Namun demikian dari beberapa hal yang dirumuskan tersebut, Anwar mengatakan, hal terpenting yang harus dipahami adalah tidak semua perbedaan pandangan politik yang bermuara pada rumusan ketentuan norma undang-undang harus diputuskan melalui MK. Anwar menyerukan langkah lebih bijaksana dari perbedaan pandangan politik tersebut sebaiknya ditempuh melalui musyawarah. Dikatakan Anwar bahwa tak tertutup kemungkinan perbedaan pandangan politik terhadap parliamentary dan presidential threshold ini menjadi agenda dan bahkan kebijakan politik yang oleh partai politik dapat ditawarkan kepada masyarakat.
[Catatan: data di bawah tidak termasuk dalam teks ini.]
PR #3560, opened 2026-09-21
fix(MOR-2513): the page accepts a state payload with null leaves; a rejected envelope is logged

morozsm:
MOR-2513 follow-up — fixes a regression that #3558 put on `main`. One unit of work (8 files, above the 6-file soft threshold): the ingestion fix, the live-payload fixture it is proven against, and the fixture's registration in the provenance guard belong together — the fixture is the evidence.

## What was broken

After #3558 the server publishes `null` for every never-observed state leaf. On the live bench (FTX-1) the default desktop page then rendered no radio surfaces at all: only the status bar, BANDS and MEMORY. No exception, empty console.

Cause: `frontend/src/lib/stores/radio.svelte.ts: validReceiver` (and `isValidServerState`, `matchesCurrentCapabilityTopology`) still required non-null primitives for leaves the regenerated `state.ts` types as nullable — in the live payload `main.dataMode`, `sub.dataMode`, `sub.att`, `sub.preamp`, `scopeControls.receiver` among others. The whole state envelope was rejected; `frontend/src/lib/transport/ws-client.ts: applyDeltaEnvelope` dropped it with `return null` and no log, before capabilities were refreshed, so both stores stayed empty, the view model was never built and no surface mounted.

## What changes

- `radio.svelte.ts`: the ingestion validators accept `null` for every leaf `state.ts` types as nullable.
- `ws-client.ts`: a rejected full or delta state envelope logs one `console.error`; the rejection itself stays.
- New fixture `fixtures/ftx1-state-unobserved-leaves.json`: the `/api/v1/state` body captured from the bench FTX-1 at `86187ed3`, values as captured (scanned for addresses, host names, device paths, serial numbers, call signs: none found), registered with the fixture-provenance guard through an `ftx1` conformance profile.
- Tests: the live payload is accepted by the store, the view model validates, the default desktop composition mounts with `[data-vfo-row]` for MAIN and SUB and no rendered `null` / `NaN` / `undefined`; and the same with every nullable leaf set to `null`.

## Evidence

- `focused.yml` on the build host: RED 35662269867 at the tests-only commit `aed61ad2`; GREEN 35662629725 at head `603b6a14` — 252 passed.
- Live bench, by the coordinator, before opening this PR: bench checkout at `603b6a14`, frontend rebuilt, server restarted; `/api/v1/state` carries `powerOn: null` and `main.filter: null`; the page shows 6 `[data-vfo-row]` elements and its text contains no `null`, `NaN` or `undefined`. At `86187ed3` the same check gave 0 rows.


morozsm:
Agent Review: PASS 603b6a14a358a6eb8187af53fb47376788e341aa

Independent verification at head `603b6a14`. I did not write this change; I tried to refute it. No blocking defect found. No `REQUIRED BEFORE MERGE` and no `MANDATORY SQUASH-BODY CORRECTION`: every claim I checked in the PR body and both commit messages is true of the net diff.

## 1. Over-loosening — mechanically enumerated, not sampled

Method: parsed the generated block of `frontend/src/lib/types/state.ts` (everything above `// END GENERATED`) with a throwaway script, extracting each interface's fields with their optionality and whether the type union contains `null`; diffed that set against the leaves the validators in `frontend/src/lib/stores/radio.svelte.ts` actually check.

- Schema-nullable **required** leaves of `ServerStatePublic`: exactly `active, ptt, split, dualWatch, tunerStatus`. `isValidServerState` (radio.svelte.ts:168) relaxes exactly those five. Exact match.
- Schema-nullable **required** leaves of `ReceiverStatePublic`: exactly `freqHz, mode, filter, dataMode, att, preamp, nb, nr, afLevel, rfGain, squelch, sMeter`. `validReceiver` (radio.svelte.ts:132) checks exactly those twelve and relaxes all twelve. Exact match.
- `ScopeControlsPublic.receiver` is `number | null`; `matchesCurrentCapabilityTopology` (radio.svelte.ts:204) relaxes exactly that one.

**Over-loosened list: empty. Under-fixed list: empty.** The type of each relaxation matches the schema type (`stringOrNull` only on `mode`; `boolOrNull` only on `nb/nr/ptt/split/dualWatch`; `numberOrNull` on the numerics). `undefined`/missing still fails every one of them (`numberOrNull(undefined) === false`), a wrong type still fails, and a delta that `removed` a required key still fails.

One behaviour change that is not a relaxation: `filter` previously passed `typeof === 'number'` with no finiteness check, so `NaN` was accepted; `numberOrNull` rejects it. That is a tightening, unreachable over JSON, and harmless. `scopeControls.receiver` keeps its safe-integer and `0..hasSub` range rejection for every non-null value.

## 2. Null `ptt` / `split` — every acting site is fail-closed

- `frontend/src/lib/runtime/adapters/tx-adapter.ts: canRestoreModAfterConfirmedOff` requires `observation.ptt === false`; `null === false` is `false`, so a null PTT **blocks** the MOD restore rather than enabling it. Conservative.
- `frontend/src/lib/runtime/commands/panel-commands.ts: onSplitToggle` and the `toggle_split` / `toggle_monitor` / `switch_active_vfo` keyboard cases all require `typeof … === 'boolean'` (or an observed-field gate) before dispatching. A null leaf disables the command; it never inverts it.
- `frontend/src/lib/audio/audio-manager.ts` gates TX frames on the local `_txEnabled`, explicitly not on the store's `ptt`.
- Nothing reads `ptt` as a permission to act. `radio.svelte.ts: getIsTransmitting` coerces `ptt ?? false`, but `git grep` finds no production caller — only `stores/__tests__/radio.test.ts`. Same for `getFrequency`'s `?? 0`.

**No safety misread found. This is not a blocking finding.**

Finding A (low, display-only, pre-existing coercion newly reachable): `frontend/src/lib/runtime/props/panel-props.ts: toTxProps` / `toMetersProps` set `txActive: state?.ptt ?? false`, and `toReceiverProps` uses `if (state.split)` / `(state.tunerStatus ?? 0) > 0` for the SPLIT/ATU/TUNE badges. With a null leaf these read as a definite "off" rather than unknown, which brushes the operator-never-sees-a-fabricated-reading rule. `toTxProps` already carries the separate `txActiveAvailable` / `atuAvailable` flags, and the live desktop path builds its facts through `radio-view-model-adapter.ts` (`boolFact`, `txAuxField`), which degrade to an explicit unknown — the badge map in `toReceiverProps` is the one place with no availability companion. Follow-up ticket, not this PR.

## 3. Pin discrimination — reproduced from the builder's RED run, not taken on trust

Run `35662269867` checked out `aed61ad2` (tests only, production untouched = the exact bug still in place) and reported `Tests 11 failed | 85 passed (96)`. The 11 are all six store pins in `mor2513-null-live-payload.test.ts`, all three mount pins in `RadioLayout.isolated.test.ts`, and two adapter tests. Run `35662629725` checked out `603b6a14` — I confirmed the checked-out SHA in its own log, not from the run's `headSha` field — and reported `7 files, 252 passed`. The pins therefore redden on the unfixed code and green on the fixed code.

I checked the builder's claim that two of the eleven were defects of his own test, and specifically whether the second commit *loosened* them:

- `currentMode` → `currentMode.reading`: a **tightening**. `semantic/radio-view-model.ts` declares `currentMode: ModeFilterField<string>`, and `ModeFilterField<T> = TxAuxField<T>` (line 316), so the original `toEqual({status:'known',value:'USB'})` compared a wrapper to a reading and could never pass. The corrected form asserts a literal reading.
- the meters test: the expectation `{ status: 'known', value: 13.8 }` is **unchanged**; only the caps input changed. The RED log shows it failed with `expected { status: 'unknown' } to deeply equal { status: 'known', value: 13.8 }` — the capabilities capture named a different `providerGeneration` than the state capture, `validIdentity` failed, and the meters degraded. Aligning the pair mirrors production (the server publishes both from one generation, and `matchesCurrentCapabilityTopology` requires the match), and it is applied to the caps object only — the state capture is untouched. It does not mask an identity failure the live page could hit; removing the alignment turns the assertion red again, so the row still discriminates.

The five adapter tests that stayed green at `aed61ad2` do so because `toRadioViewModel` is downstream of ingestion and the mutation cannot reach it — expected, not hollow.

## 4. Fixture

- Identifier scan: I enumerated every distinct **string value** in `ftx1-state-unobserved-leaves.json` (not just keys) plus a regex pass for IPv4/IPv6, MAC, `/Users/`, `/dev/`, `usbserial`, host names and call-sign shapes. The only strings are capability paths, native command ids, enum words, `"serial"` as a transport kind, and one ISO timestamp. Every `sessionId` is `null`. Clean.
- Provenance registration: `conformance/fixture-provenance.guard.test.ts` iterates `Object.entries(PROFILES)`, so adding `ftx1` to `conformance/profiles.ts` is the registration that guard requires. It went from 7 to 13 cases and passes at head. I independently reproduced its two substantive checks against the fixture: no top-level or receiver key the current schema no longer defines, and no required `ServerStatePublic` field missing. No pre-existing conformance expectation was weakened or skipped — the eight `mor14xx/mor15xx` conformance files all pin `PROFILES.ic7300` explicitly, so adding `ftx1` does not silently re-run them against a second radio.
- `ftx1-profile.ts` is not a second copy: the file already existed for MOR-1679 with `FTX1_CAPABILITIES`; this change adds two exports to it.
- I measured the "108 null leaves" claim: counting nulls in the capture outside the `fieldStatus` subtree gives exactly 108.
- I also replicated the `FTX1_STATE_FULLY_UNOBSERVED` derivation and checked the result against the parsed schema: every schema-nullable field present in the object is `null` (only the `sub` subtree itself stays an object, correctly — it is a container, not a leaf). The docstring claim holds as measured.

Finding B (low): that derivation enumerates leaves from **the capture's own `fieldStatus` map**, not from the generated types — so it is data-driven but not schema-driven, and the commit message's "per the generated state.ts contract" describes the outcome I measured rather than the mechanism. Nothing fails today if `state_schema.py` gains a nullable leaf that a validator rejects. The risk is genuinely small, because the validators are a whitelist: an unchecked new leaf is accepted by default, and a new *required* leaf missing from the fixture already reddens the provenance guard. Smallest self-updating alternative, for a follow-up: `fixture-provenance.guard.test.ts` already parses `state.ts` through the TS compiler API and already loops `PROFILES`; adding one case there that, for each required leaf whose parsed type union contains `null`, sets it to `null` on the profile state and asserts `isValidServerState` still accepts, is roughly fifteen lines and cannot rot.

Finding C (low): the sidecar cross-check at the bottom of that same guard is hand-scoped to `ic7300-provenance.json` by name, so a newly registered profile gets no provenance-sidecar check. `ftx1`'s provenance lives in the loader header prose instead. Same hand-maintained-list shape as Finding B; fold into the same follow-up.

## 5. `ws-client.ts` logging and ordering

- The two `console.error` calls (ws-client.ts:950, ws-client.ts:996) log a **fixed string**. No payload, no field values, no user data. No leak.
- No rate limit and no once-per-reason guard. A persistently rejected delta stream can emit one line per envelope, so of the order of ten per second — console only, no network, nothing retained. Finding D (low): the message also does not name the failing leaf, so it says a contract violation happened but not which one. A follow-up that logs the first failing path once per provider generation would fix both. Not a blocker, and not something this PR must carry.
- The ordering claim in the new comment is **true**, and I verified it rather than reading it: `git grep` finds `setCapabilities` called from exactly one production site, inside `refreshCapabilities` (ws-client.ts:826), and `refreshCapabilities` is reached only from ws-client.ts:977 — after a full envelope is accepted — and from its own retry timer, whose `isCurrent()` guard requires `_hasReceivedFullState && _fullState !== null`. So a rejected full genuinely leaves both stores empty. That ordering is **not** changed here, and I agree it should not be: letting capabilities load off a contract-invalid envelope is a fail-open direction that needs its own design. Finding E (low, follow-up): a connected-but-no-valid-state condition still renders as a blank page rather than an explicit fault.

## 6. Tests, layering, guardrails

- `mor2513-null-live-payload.test.ts` drives the real `radio.svelte`/`capabilities.svelte` modules through `vi.resetModules()` + dynamic import, with no mock of the code under test, and asserts through the real `setRadioState`. Assertions are literal.
- The `RadioLayout.isolated.test.ts` addition mounts the real `desktop-v2` composition and asserts over `t.textContent` of the **whole mounted tree**, not a fragment — so "no null/NaN/undefined" is a whole-page claim. It also pins `[data-receiver-instrument]` counts for MAIN and SUB and six `[data-vfo-row]`, which matches what the coordinator observed on the bench.
- Tests sit beside what they test; the stores test reaches across to the adapters' fixtures directory, which is test-only and fine. `radio.svelte.ts` imports no component; `ws-client.ts` → stores is the pre-existing direction.
- Guardrails: `gh pr view` reports 8 files, +634/-34 = 668 changed lines. Above the 6-file/600-line soft threshold, below the 10-file/1000-line hard ceiling, and the PR body's first line states why this is one unit of work. Compliant.
- Prose: I read every comment the diff adds as its own pass. The three new comments in `radio.svelte.ts` and `ws-client.ts` each state something I could check against the code, and each checked out.

## 7. CI as found at `603b6a14`

`quick` **pass** (5m1s), `visual` **pass**, `classify` / `changes` / `grep-gate` / the metadata publishers all **pass**. `quick-v2-observe` is **pending**, waiting on the canonical legacy quick observer. `Agent Review Gate` and `Agent Review Gate v2 observe` are **fail** for the only reason that this directive did not exist yet. Nothing red is caused by this PR. Focused evidence at the exact head: run `35662629725`, 7 files / 252 tests passed.

Working tree left byte-identical; `git status --short` is empty.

“Melalui pemilu nantinyalah rakyat dapat menentukan, melakukan penawaran, dan mengajukan program yang sesuai dengan kebutuhan masyarakat. Adanya keterlibatan MK dalam berbagai perbedaan pandangan politik, yang seharusnya dapat diselesaikan secara musyawarah dan mufakat ini, memicu terjadinya judicial tirany dalam proses politik,” tegas Anwar.
Ole karenanya, Anwar menyatakan hal demikian seharusnya dapat dihindari demi menciptakan iklim demokrasi yang sehat di tengah masyarakat. Lagi-lagi menurutnya, perbedaan pandangan politik di dalam desain dan sitem pemilu ini harus disikapi dengan bijaksana. Salah satunya dalam diskusi publik, sehingga perbedaan pandangan yang ada tersebut dapat kemudian menjadi bagian pematangan dan pembelajaran politik bagi publik. Sehingga kehidupan demokrasi di masa mendatang dapat menjadi lebih baik lagi. (*)
Penulis : Sri Pujianti
Editor: Lulu Anjarsari P.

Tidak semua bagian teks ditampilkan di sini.